▶ Problem to work on
Word for word, restate the lines of the listing from the one that holds "Minor fixes to" through the very last line, and nothing more.

::: Supplied records

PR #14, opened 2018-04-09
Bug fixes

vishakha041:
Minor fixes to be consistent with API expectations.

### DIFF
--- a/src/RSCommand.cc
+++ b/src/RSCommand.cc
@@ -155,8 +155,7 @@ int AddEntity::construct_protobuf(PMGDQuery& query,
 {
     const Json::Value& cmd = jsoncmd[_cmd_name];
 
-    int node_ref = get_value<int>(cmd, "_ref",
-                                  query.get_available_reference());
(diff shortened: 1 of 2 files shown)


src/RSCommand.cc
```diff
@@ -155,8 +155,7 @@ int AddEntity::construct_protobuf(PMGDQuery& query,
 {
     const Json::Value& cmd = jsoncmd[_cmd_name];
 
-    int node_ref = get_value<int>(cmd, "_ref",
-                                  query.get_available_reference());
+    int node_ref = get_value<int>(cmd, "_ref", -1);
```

::::::

▶ Solution to this exercise
Minor fixes to be consistent with API expectations.

### DIFF
--- a/src/RSCommand.cc
+++ b/src/RSCommand.cc
@@ -155,8 +155,7 @@ int AddEntity::construct_protobuf(PMGDQuery& query,
 {
     const Json::Value& cmd = jsoncmd[_cmd_name];
 
-    int node_ref = get_value<int>(cmd, "_ref",
-                                  query.get_available_reference());
(diff shortened: 1 of 2 files shown)


src/RSCommand.cc
```diff
@@ -155,8 +155,7 @@ int AddEntity::construct_protobuf(PMGDQuery& query,
 {
     const Json::Value& cmd = jsoncmd[_cmd_name];
 
-    int node_ref = get_value<int>(cmd, "_ref",
-                                  query.get_available_reference());
+    int node_ref = get_value<int>(cmd, "_ref", -1);
```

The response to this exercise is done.